Anupama Subramanian of Deccan Chronicle gave 2.5 stars and wrote, "It may not scare you to death, but has interesting elements in it to keep you entertained. It is a different conceptualization of ghost and can be watched once for its novel experience". M. Suganth of The Times of India gave the film 3 stars out of 5 and wrote, "the film, the second half to be specific, suffers from the same problem as Naga's Anandhapurathu Veedu. Once we realize the attitude of the ghost towards the protagonist, it takes away quite a bit of the tension.
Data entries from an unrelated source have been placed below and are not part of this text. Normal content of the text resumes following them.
PR #523, opened 2022-08-01
Wrapper-based interface for exposing scala classes in python

ljeub-pometry:
This is work-in-progress, so far this only implements a wrapper-based GraphBuilder


ljeub-pometry:
Functional: 
 - calling scala algorithms from python works well
 - building algorithms in python works
 - translation layer is slow and requires more optimisations

core/src/main/scala/com/raphtory/internals/management/PythonEncoder.scala
```diff
@@ -181,10 +197,116 @@ object PythonEncoder {
...
+    }
+
+  def find_class(name: String): Any = {
+    val runtimeMirror = universe.runtimeMirror(getClass.getClassLoader)
+    val module        = runtimeMirror.staticModule(name)
+    val obj           = runtimeMirror.reflectModule(module)
+    obj.instance
+  }
+
+  def make_varargs(obj: Iterable[Any]): Array[Object] =
```
Alnaimi-, line 236: Need some comments or documentary of the method and what is doing

core/src/main/scala/com/raphtory/internals/management/PythonEncoder.scala
```diff
@@ -181,10 +197,116 @@ object PythonEncoder {
...
+            case Some(v) => v.toMap
+            case None    => Map.empty[Int, java.lang.reflect.Method]
+          }
+
+          name -> methods.map { m =>
+            val hasVarArgs  = m.isVarArgs
+            val paramsNames = m.getParameters.map(p => camel_to_snake(p.getName))
+
+            val n = m.getParameterCount
+            if (
```
Alnaimi-, line 269: Needs an explanation of why we are checking if method has non default arguments. Also a point on inplicits.

core/src/main/scala/com/raphtory/internals/management/PythonEncoder.scala
ljeub-pometry: done

core/src/main/scala/com/raphtory/internals/management/PythonEncoder.scala
ljeub-pometry: I've added some comments to explain what this is doing. It may be worth revisiting this method to see if we can use scala reflection instead to simplify things. Implicit arguments do not appear to be special from the java side.

ljeub-pometry:
Closed in favour of #533

PR #534, opened 2022-08-23
3-node temporal motifs and edge state

narnolddd:
Implementing three node temporal motifs algorithm and as part of this implementing edge state, since the only alternative for this algorithm without doing this would be having a vertex state which is a map from a vertex's neighbours to values -- yuck!! Only partway through the process but wanted to share so that we can discuss and someone can say if there are any big red flags 😄


miratepuffin (approved):
Reviewed and fixed in person

PR #545, opened 2022-08-30
Feature/dev 1107 port nft

Haaroon:
porting nft over with new changes

paused until bug fix for case classes


python/pyraphtory/pyraphtory/proxy.py
```diff
@@ -0,0 +1,252 @@
...
+        return self
+
+    def __init_subclass__(cls, **kwargs):
+        """automatically register wrappers that have a '_classname' defined"""
+        super().__init_subclass__(**kwargs)
+        if cls._classname is not None:
+            register(cls)
+
+
+class MethodProxyDescriptor(object):
```
Alnaimi-, line 97: Should all of these methods be part of the commit / PR?

PR #2, opened 2016-02-04
Timer observable

davidwdan:


lib/Rx/Observable/TimerObservable.php
```diff
@@ -0,0 +1,68 @@
...
+                    $observer->onNext($counter++);
+                },
+                $this->dueTime,
+                $this->period
+            );
+        } else {
+            $disposable = $scheduler->schedule(
+                function () use (&$counter, $observer) {
+                    $observer->onNext($counter);
+                    $observer->onCompleted();
```
mbonneau: Should complete be scheduled separately?

davidwdan: You would think, but that's the way that RxJS works...

test/Rx/Functional/Observable/TimerObservableTest.php
```diff
@@ -0,0 +1,184 @@
...
+                onNext(500, 0),
+                onNext(600, 1),
+                onNext(700, 2),
+                onNext(800, 3),
+                onNext(900, 4)
+            ],
+            $results->getMessages()
+        );
+    }
+}
```
mbonneau, line 129: Could you add a test that disposes during the subscription period?

davidwdan, line 129: @mbonneau added some more dispose tests

lib/Rx/Observable.php
```diff
@@ -504,6 +505,19 @@ public function skipUntil(ObservableInterface $other)
...
 
     /**
+     * Returns an observable sequence that produces a value after dueTime has elapsed and then after each period.
+     *
+     * @param $dueTime
+     * @param int|null $period
+     * @param SchedulerInterface $scheduler
+     * @return TimerObservable
+     */
+    public static function timer($dueTime, $period = 0, SchedulerInterface $scheduler = null)
```
asm89: Thinking about the API here. What we currently have seems more like `Interval` to me. [1](http://reactivex.io/documentation/operators/interval.html) `Timer` [2](http://reactivex.io/documentation/operators/timer.html) is emitting one item after an interval, though RxJS has a version that seems to be a combination of both (e.g. an interval that starts _after_ the timer has fired).

Let's add two operators, one `Timer` and one `Interval` that behaves like described and then add some helper methods? E.g.

```
timer($dueTime, $scheduler);
interval($period, $scheduler);
intervalStartingAfter($dueTime, $period, $scheduler); // Can be implemented in terms of the other two?
```

lib/Rx/Observable/TimerObservable.php
```diff
@@ -0,0 +1,68 @@
+<?php
+
+namespace Rx\Observable;
+
+use Rx\Observable;
+use Rx\ObserverInterface;
+use Rx\SchedulerInterface;
+
+class TimerObservable extends Observable
```
asm89, line 9: As mentioned above, let's split this in a `Timer` and `Interval`. Should simplify the code a tiny bit. E.g. the `$period > 0` check in `subscribe()` basically shows the that this class has two separate behaviors.

lib/Rx/Observable/TimerObservable.php
asm89: I think we do this in other places as well. We can revisit it later. Good question though.

lib/Rx/Observable/TimerObservable.php
asm89, line 9: Oh, we already have `Interval` with the delay. So we should probably just slim this one down then. :) 

https://github.com/ReactiveX/RxPHP/blob/master/lib/Rx/Observable/IntervalObservable.php

davidwdan, line 9: The other option would be:

```
timer($dueTime, $scheduler);
timerPeriodic($dueTime, $period, $scheduler)
```

And split the observable classes likewise.  

We can accomplish `timerPeriodic` with `interval` and `delay`, so it's probably not necessary.  We can always add it later, if we need to.

asm89, line 9: Yeah, let's revisit adding other convenience helpers in a separate issue/PR.

test/Rx/Functional/Observable/TimerObservableTest.php
```diff
@@ -0,0 +1,137 @@
...
+     * @test
+     * @expectedException \InvalidArgumentException
+     */
+    public function timer_one_shot_relative_time_zero_non_int()
+    {
+        $results = $this->scheduler->startWithCreate(function () {
+            return Observable::timer('1', $this->scheduler);
+        });
+
+        $this->assertMessages(
```
asm89: unneeded assert, will never be reached?

PR #3, opened 2016-02-04
Delay was not passing scheduler through

mbonneau:
Delay was not passing scheduler through. This was causing an issue where onCompleted was being called prior to the source subscription completing and before the sourceDisposable was set. onCompleted would attempt to call dispose on a null.

This PR corrects delay and passes the scheduler through, initializes the source disposable in case onCompleted is called prior to subscribe completing. Also has regression tests for both situations.

### DIFF
--- a/test/Rx/Functional/Operator/DelayTest.php
+++ b/test/Rx/Functional/Operator/DelayTest.php
@@ -3,6 +3,7 @@
 namespace Rx\Functional\Operator;
 
 use Rx\Functional\FunctionalTestCase;
+use Rx\Observable;
 
 class DelayTest extends FunctionalTestCase
 {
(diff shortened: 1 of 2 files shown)


test/Rx/Functional/Operator/DelayTest.php
```diff
@@ -270,4 +271,25 @@ public function delay_never()
...
+    }
+
+    /**
+     * @test
+     */
+    public function delay_completes_during_subscribe()
+    {
+        Observable::create(function ($observer, $scheduler) {
+            $observer->onCompleted();
+        })->delay(1, $this->scheduler)->subscribeCallback();
```
asm89: any assertions we can add here besides _not_ crashing?

asm89:
Good catch. Interesting and tricky case!

test/Rx/Functional/Operator/DelayTest.php
mbonneau: I reworked the test cases.

asm89:
:+1: can you squash your commits?

PR #4, opened 2016-02-04
Map updates

davidwdan:
Added index to `map` selector
Added `mapTo` operator
Fixed bug where the `map` operator called `onNext` after it was disposed

### DIFF
--- a/demo/map/mapTo.php
+++ b/demo/map/mapTo.php
@@ -1,0 +1,12 @@
+<?php
+
+require_once __DIR__ . '/../bootstrap.php';
+
+$subscription = Rx\Observable::fromArray([21, 42])
+    ->mapTo(1)
+    ->subscribe($stdoutObserver);
+
+
+//Next value: 1
+//Next value: 1
+//Complete!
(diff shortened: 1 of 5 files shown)


asm89:
Can we add `mapWithIndex()` and have an explicit operator for it? I think there are plenty of cases where you'd want to map without the index, so I'd rather make it explicit for the cases where you want to have the index (in that case it probably makes sense to make the index the first argument?).

`mapWithIndex()` will potentially have problems with `$index` growing over `PHP_INT_MAX`.

davidwdan:
Yeah, that makes sense.

asm89:
@davidwdan Now I think of it, we don't even need the explicit operator, we should just write `mapWithIndex` in terms of `map()`. E.g.

```
public function mapWithIndex(callable $selector)
{
    $index = 0;
    return $this->map(function($value) use ($selector, &$index) {
        return call_user_func_array($selector, [$index++, $value]);
    });
}
```

That should work?

asm89:
:+1:

PR #5, opened 2016-02-05
More GroupByUntil tests with minor fixes to groupByUntil

mbonneau:
I was troubleshooting an issue that I thought was an issue with GroupByUntil. Turned out to be unrelated, but it does bring in a lot more test coverage for that operator, and found one issue.


asm89:
Good catch on the issue and great that you added some extra tests. :+1:

PR #7, opened 2016-02-06
Range Observable scheduler updates

davidwdan:
In the range observable, use the scheduler that's passed through subscribe if one is not passed through the constructor

### DIFF
--- a/lib/Rx/Observable/RangeObservable.php
+++ b/lib/Rx/Observable/RangeObservable.php
@@ -4,6 +4,7 @@ namespace Rx\Observable;
 
 use Rx\Observable;
 use Rx\ObserverInterface;
+use Rx\Scheduler\ImmediateScheduler;
 use Rx\SchedulerInterface;
 
 class RangeObservable extends Observable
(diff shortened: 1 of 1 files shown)


lib/Rx/Observable/RangeObservable.php
```diff
@@ -32,16 +31,23 @@ public function __construct($start, $count, SchedulerInterface $scheduler = null
...
+        $this->scheduler = $scheduler;
 
     }
 
-    public function subscribe(ObserverInterface $observer)
+    public function subscribe(ObserverInterface $observer, SchedulerInterface $scheduler = null)
     {
 
+        if ($this->scheduler !== null) {
+            $scheduler = $this->scheduler;
```
asm89, line 43: Hm, should this actually always prefer the passed in scheduler?

davidwdan, line 43: I guess if we did that, we won't need the scheduler in the constructor, because more often than not a scheduler will be passed in.

asm89, line 43: True, we should revisit it at a later point I guess.

PR #8, opened 2016-02-07
BufferWithCount operator and tests

mbonneau:


lib/Rx/Observable.php
```diff
@@ -839,4 +840,19 @@ public function timeout($timeout, ObservableInterface $timeoutObservable = null,
...
+
+    /**
+     * Projects each element of an observable sequence into zero or more buffers which are produced based on
+     * element count information.
+     *
+     * @param $count
+     * @param int $skip
+     * @return AnonymousObservable
+     */
+    public function bufferWithCount($count, $skip = -1)
```
asm89: Is the `$skip` useful for you? If not I'd propose shipping without it first. It seems to make things more complicated? At least in terms of understanding what the operator does.

If you want to keep it that's fine as well, but can we make `= null` the value for if you don't want to skip?

asm89: Looked at the tests. `$skip` is cool. Let's keep it, but signaling "no skip" with `null` instead of `-1` seems like a good idea to me. What do you think?

mbonneau: `null` makes a lot more sense. I will change that and squash it.

asm89:
:+1:

PR #9, opened 2016-02-07
Updated Readme

davidwdan:


README.md
```diff
@@ -7,9 +7,40 @@ collections and LINQ-style query operators in PHP.
...
+//Completed
+
+```
+
 ## Quick start for demos
 
-Install dependencies using [composer](https://getcomposer.org).
 
 ```bash
 $ composer.phar install
```
asm89, line 46: Can you update this line as well?

Edit: Oh, I thought I read `composer require` instead of `composer.phar require` on top. :)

We know he will remain unharmed and so, there is nothing to dread anymore, and horror films need an element of fear to keep the viewer on the edge of the seat. But, the climax compensates for this..."

=== Box office ===
Pisaasu released in 212 screens throughout Tamil Nadu and grossed ₹11.8 million on its first day, which was the best opening for a Mysskin film. Its opening weekend gross was estimated at ₹ 28.6 million. According to Sify, Pisaasu was one of the most profitable Tamil films of the year.

== Sequel ==
In 2020, a sequel titled Pisasu 2 was announced by Mysskin, produced by Rockfort Entertainment and starring Andrea Jeremiah and Rajkumar Pitchumani. Though filming began in December 2020 and was completed in September 2021, the film remains unreleased due to legal and financial issues.